Soldiers battled suspected insurgents in Indian Kashmir on Friday and rebels allegedly killed a villager as nine people were slain in separate incidents, officials said.
One of the killings sparked violent protests on the outskirts of the Himalayan region's capital by hundreds of angry residents who threw stones at police and claimed a top militant leader had been slain while in police custody. No arrests or injuries were reported.
Police said two suspected insurgents were killed in a shootout Friday with officers on the edge of Srinagar, the summer capital of Indian Kashmir, the AP informs.

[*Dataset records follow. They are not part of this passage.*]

PR #391, opened 2023-03-17
Added user endpoint to return if user is authorized to create datasets

nitrosx:
## Description
This PR adds a user endpoint to check if the user specified is allowed to create datasets or not.
Users with admin privileges are allowed to check different users.

## Motivation
The frontend currently show the "Create Dataset" button in the dataset list page, no matter if the user logged in has the authorization to create the datasets or not.
We want the frontend to show/hide the button according to the user authorization. This endpoint should provide the info needed.

## Changes:
* user controller
* user service

- [ ] Docs updated?

### DIFF
--- a/src/casl/guards/policies.guard.ts
+++ b/src/casl/guards/policies.guard.ts
@@ -18,7 +18,8 @@ export class PoliciesGuard implements CanActivate {
         context.getHandler(),
       ) || [];
 
-    const { user } = context.switchToHttp().getRequest();
+    const req = context.switchToHttp().getRequest();
+    const user = req.user;
     const ability = this.caslAbilityFactory.createForUser(user);
 
     return policyHandlers.every((handler) =>
--- a/src/users/users.controller.ts
+++ b/src/users/users.controller.ts
@@ -9,10 +9,12 @@ import {
   Delete,
   UseInterceptors,
   Put,
+  ForbiddenException,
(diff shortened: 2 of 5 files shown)


src/casl/guards/policies.guard.ts
```diff
@@ -18,7 +18,8 @@ export class PoliciesGuard implements CanActivate {
         context.getHandler(),
       ) || [];
 
-    const { user } = context.switchToHttp().getRequest();
+    const req = context.switchToHttp().getRequest();
```
martin-trajanovski, line 21: This change might not be needed because it was one-liner previously and now it's two for exactly same thing.

src/users/users.controller.ts
```diff
@@ -133,4 +136,49 @@ export class UsersController {
...
+    viewedUserSchema.realm = viewedUser.realm;
+    viewedUserSchema.username = viewedUser.username;
+    viewedUserSchema.email = viewedUser.email;
+
+    if (!ability.can(Action.Read, viewedUserSchema)) {
+      throw new UnauthorizedException("Unauthorized access");
+    }
+  }
+
+  //@UseGuards(PoliciesGuard)
```
martin-trajanovski, line 162: Comments not needed here.

martin-trajanovski (commented):
Small comments but otherwise I find it good

PR #468, opened 2023-04-25
fix: fixed sharing dataset 500 error

Junjiequan:
## Description

Fixed some problematic types for /:pid/appendToArrayField endpoint.

## Motivation

Share datasets to others causing 500 error

## Fixes:

https://user-images.githubusercontent.com/78078898/234321107-be5a732d-7f8c-40cc-957c-039b128a25fc.mp4

- [ ] Docs updated?


src/datasets/datasets.controller.ts
```diff
@@ -924,12 +924,13 @@ export class DatasetsController {
...
     type: String,
   })
-  @ApiParam({
+  @ApiQuery({
     name: "fieldName",
     description: "Name of the field to be updated",
     type: String,
   })
-  @ApiBody({
+  @ApiQuery({
```
nitrosx, line 932: Why have we changed from body to query param?
Are we sure that this endpoint is not used anywhere else?

nitrosx (commented):
I'm afraid that the changed from body to query param is a drastic change that have unforeseen consequences.

src/datasets/datasets.controller.ts
Junjiequan:
```
  public appendToArrayField(id: any, fieldName: any, data: any, customHeaders?: Function): Observable<any> {
    let _method: string = "POST";
    let _url: string = LoopBackConfig.getPath() + "/" + LoopBackConfig.getApiVersion() +
    "/Datasets/:id/appendToArrayField";
    let _routeParams: any = {
      id: id
    };
    let _postBody: any = {};
    let _urlParams: any = {};
    if (typeof fieldName !== 'undefined' && fieldName !== null) _urlParams.fieldName = fieldName;
    if (typeof data !== 'undefined' && data !== null) _urlParams.data = data;
    let result = this.request(_method, _url, _routeParams, _urlParams, _postBody, null, customHeaders);
    return result;
  }
```
I don't see this endpoint is used somewhere else yet
But even this endpoint is used somewhere else the body will always be empty object. You can see the frontend code: `let _postBody: any = {};`, its sending empty {} to backend by default and is not attached to any values.

nitrosx (approved):

PR #481, opened 2023-05-02
Swap 3245 2 - still hunting missing groups

nitrosx:
## Description
Still hunting why access groups static values are not read from .env

## Motivation
We are not getting the full group lists


CI/E2E/.env.backend
```diff
@@ -0,0 +1,33 @@
+DOI_PREFIX="10.17199/"
```
martin-trajanovski, line 1: Are these really needed because how it worked until now?

CI/E2E/config-frontend.backend-e2e.json
```diff
@@ -0,0 +1,122 @@
+{
```
martin-trajanovski, line 1: Also not sure about this file as well if it is needed

martin-trajanovski (changes requested):

PR #485, opened 2023-05-08
feat: enable dataset access for shared emails

martin-trajanovski:
## Description

This PR aims to make shared datasets available for users. Also prevents all users for being able to update datasets and leave that ability only for owners.

## Motivation

Anyone that has access to dataset could update or share it and people in sharedWith field were not able to access the datasets.

## Fixes:

* https://jira.esss.lu.se/browse/SWAP-3274

## Changes:

* changes made

- [ ] Docs updated?

### DIFF
--- a/src/datasets/datasets.controller.ts
+++ b/src/datasets/datasets.controller.ts
@@ -948,18 +948,28 @@ export class DatasetsController {
     @Query("data") data: string,
   ): Promise<DatasetClass | null> {
     const loggedInUser: JWTUser = request.user as JWTUser;
-
+    const ability = this.caslAbilityFactory.createForUser(loggedInUser);
     const datasetToUpdate = await this.datasetsService.findOne({
       where: { pid: id },
     });
 
-    // NOTE: Not sure if email is the best way to do this but since we don't have userId or something like that email is acceptable.
-    const couldUpdateDataset =
-      datasetToUpdate?.ownerEmail === loggedInUser.email;
-    // $addToSet is necessary to append to the field and not overwrite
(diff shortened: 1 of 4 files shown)


src/datasets/datasets.controller.ts
```diff
@@ -941,13 +942,27 @@ export class DatasetsController {
...
+    // NOTE: Not sure if email is the best way to do this but since we don't have userId or something like that email is acceptable.
+    const couldUpdateDataset =
+      datasetToUpdate?.ownerEmail === loggedInUser.email;
     // $addToSet is necessary to append to the field and not overwrite
     // $each is necessary as data is an array of values
 
+    if (!couldUpdateDataset) {
+      throw new ForbiddenException();
+    }
+
```
nitrosx, line 965: In order to allow the update on the dataset, we should use the casl factory.
The rules is the following:
- if the user logged in belongs to the group that owns the dataset, he/she is allowed to update the dataset.
- if the user belongs to any of the admin groups, he/she can update the dataset.

nitrosx (changes requested):
Please use the casl facility to check if the user can update the dataset.

src/datasets/datasets.controller.ts
martin-trajanovski: Ahaaa... I see now but do we have these rules set up already or I need to fix that?

martin-trajanovski: @nitrosx I fixed it and now it uses casl to decide if user is able to update something or not.

nitrosx (approved):

PR #507, opened 2023-05-21
feat: orgDatablock fetch retuns with datasetExist field

Junjiequan:
## Description

Included a customized pipelineStages to origDatablocks' fullquery service. 
So that when we trigger `GET /origdatablocks/fullquery/files`, the pipeline will add and return with `datasetExist `field that contains boolean value. This `datasetExist` value can be used on frontend to highlight origDatablocks with invalid dataset.

## Motivation

On Scicat files page, if you click an origDatablock that doesn't have valid dataset PID, it will redirect you to a empty dataset detail page. 

## Fixes:

* Items added

## Changes:

* changes made

- [ ] Docs updated?

### DIFF
--- a/package-lock.json
+++ b/package-lock.json
@@ -2103,9 +2103,9 @@
       "dev": true
     },
     "node_modules/@eslint/js": {
-      "version": "8.40.0",
-      "resolved": "https://registry.npmjs.org/@eslint/js/-/js-8.40.0.tgz",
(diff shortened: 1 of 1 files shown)


martin-trajanovski (approved):
Looks good to me but would be nice to have some tests if they are needed to cover the fixes.

PR #518, opened 2023-05-24
Swap 3250 post dataset with explicit pid

martin-trajanovski:
## Description

This PR aims to add the feature of creating datasets with explicit PID. There are few environmental variables introduced here and their purpose is:
* CREATE_DATASET_WITH_PID_GROUPS, create_dataset_with_pid_groups
* DATASET_CREATION_VALIDATION_ENABLED, dataset_creation_validation_enabled
* DATASET_CREATION_VALIDATION_REGEX, dataset_creation_validation_regex

As a user:

If I belong to a group that is listed as admin group (ADMIN_GROUPS), I can create a dataset with explicit pid
if I belong to a group that is listed in CREATE_DATASET_WITH_PID_GROUPS, I can create a dataset with explicit pid
if I belong to a group that is listed in CREATE_DATASET_GROUPS, I can create a dataset without pid. PID is assigned by the system

In usecase 1 and 2, if pid is not provided, the system automatically assigned a uuid v4 as dataset pid.
In use case 3, pid is automatically assigned as a uuid v4.

When pid is explicitly provided, the system should check that it is unique in the database.
If DATASET_CREATION_VALIDATION_ENABLED is set to TRUE, the system should validate the pid provided using the regex provided in DATASET_CREATION_VALIDATION_REGEX.

These configuration options should have the following default values:

```
CREATE_DATASET_GROUPS = "all" 
CREATE_DATASET_WITH_PID_GROUPS = "" 
DATASET_CREATION_VALIDATION_ENABLED = true 
DATASET_CREATION_VALIDATION_REGEX = "^[0-9A-F]{8}-[0-9A-F]{4}-4[0-9A-F]{3}-[89AB][0-9A-F]{3}-[0-9A-F]{12}$"  
```

## Motivation

There was no option to create dataset with some explicit PID that is not generated by the system.

## Fixes:

* https://jira.esss.lu.se/browse/SWAP-3250

## Changes:

* changes made

- [ ] Docs updated?

### DIFF
--- a/src/origdatablocks/origdatablocks.controller.ts
+++ b/src/origdatablocks/origdatablocks.controller.ts
@@ -11,6 +11,7 @@ import {
   Query,
   HttpCode,
   HttpStatus,
+  BadRequestException,
 } from "@nestjs/common";
 import { OrigDatablocksService } from "./origdatablocks.service";
 import { CreateOrigDatablockDto } from "./dto/create-origdatablock.dto";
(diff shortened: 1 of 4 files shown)


src/datasets/datasets.controller.ts
```diff
@@ -210,18 +240,57 @@ export class DatasetsController {
...
+        ) {
+          throw new ForbiddenException(
+            "Unauthorized to create datasets with explicit PID",
+          );
+        } else {
+          // NOTE: If it can create dataset but not part of ADMIN_GROUPS and not part of CREATE_DATASET_WITH_PID_GROUPS,
+          // then we make sure that pid is not provided by user but it is generated by the system.
+          if (!isPartOfAdminGroups && !userCanCreateDatasetWithPid) {
+            delete dataset.pid;
+          }
```
nitrosx, line 266: Should we return an error if we are allowed to create a dataset but without pid?
I wonder if that is a better behavior than allow it and change the pid.

nitrosx (approved):

Issue #2172, opened 2025-09-03
Uninformative error message when passing invalid json to datasets?filter=


sbliven:
## Summary

The `GET datasets` endpoint takes a JSON-format `filter` query parameter. The error message for typos in this json is very uninformative.

## Steps to Reproduce

Here is an example call with the invalid filter `{ "limits": {"limit": 1},}` (note the extra trailing comma):
```sh
curl -X 'GET' \
  'https://scicat.development.psi.ch/api/v3/datasets?filter=%7B%20%22limits%22%3A%20%7B%22limit%22%3A%201%7D%2C%7D' \
  -H 'accept: application/json' \
  -H "Authorization: Bearer $SCICAT_TOKEN"
```

It also occurs with `/api/v4/datasets?filter=`. I wouldn't be surprised if this was a general issue with all calls that take JSON query parameters.

## Current Behaviour

Currently this produces a 500 error with the generic error message "Internal server error".

## Expected Behaviour

It should give a more informative error message, eg "Unable to parse filter JSON"

## Details

This is somewhat mitigated on `/api/v4/datasets` when submitting through swagger because the swagger API validates the schema, so it won't let you submit invalid json. Unfortunately `/api/v3/datasets` doesn't validate the schema (should this be a separate bug?) so it's easy to make typos in long filter queries.

PR #1926, opened 2025-05-20
feat: parse config files as yaml

sbliven:
## Description

Use yaml to parse all JSON files (fix #1120)

This change is backwards compatible. No changes to existing json files are needed (although yaml features like comments can be added if desired). YAML features like comments can be added in the existing JSON files without changing the filename. If you want editor support for yaml it might be desirable to change the config file suffixes to `.yaml`; this is not done by default but is supported through environmental variables (`FUNCTIONAL_ACCOUNT_FILE` and similar).

## Motivation
Use of yaml for the jobConfig.yaml file has been convenient. This PR extends that out to other JSON config files.

## Fixes

* #1120

## Tests included

- [ ] Included for each change/fix?
- [ ] Passing? 

## Documentation
- [ ] swagger documentation updated (required for API changes)
- [ ] official documentation updated

PR #2175, opened 2025-09-04
fix(pipe): throw an error when malformed json is passed

sofyalaski:
## Description

Introduces a try-catch block for parsing passed filter as a json string, and when that fails it throws an error . Before it was failing with 500 "internal server error"

## Motivation

#2172 
## Fixes

* Bug fixed (#X)

## Changes:

* changes made

## Tests included

- [ ] Passing? 

## Documentation


HayenNico (commented):
This looks good, but will only cover API v4 right now. #2172 indicates a similar fix is needed on the v3 controller. I think the same logic could be inserted in [DatasetsController.getFilters](https://github.com/SciCatProject/scicat-backend-next/blob/f2c27347a537a69143584d4e4770b3ebb3b21db3/src/datasets/datasets.controller.ts#L154)

nitrosx (approved):

nitrosx:
@HayenNico you are correct

HayenNico (approved):

bpedersen2:
And keep in mind possible interactions with #1926

bpedersen2 (approved):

They refused to identify the two slain or comment on allegations that one was Ibrahim Dar, a commander of one of Kashmir's most feared militant groups, Lashkar-e-Tayyaba, and had been killed while being held by police.
Dar was reportedly captured by police late Thursday.
Lashkar-e-Tayyaba is one of the nearly dozen Islamic rebel groups that have been fighting since 1989 for predominantly Muslim Kashmir's independence from India, a country dominated by Hindus, or its merger with Pakistan. More than 66,000 people have been killed in the conflict.
In a separate firefight Friday near the Line of Control, which separates the Indian and Pakistani sides of Kashmir, two suspected militants and four soldiers were killed, said a police officer who did not want to be identified because he was not authorized to speak to the media.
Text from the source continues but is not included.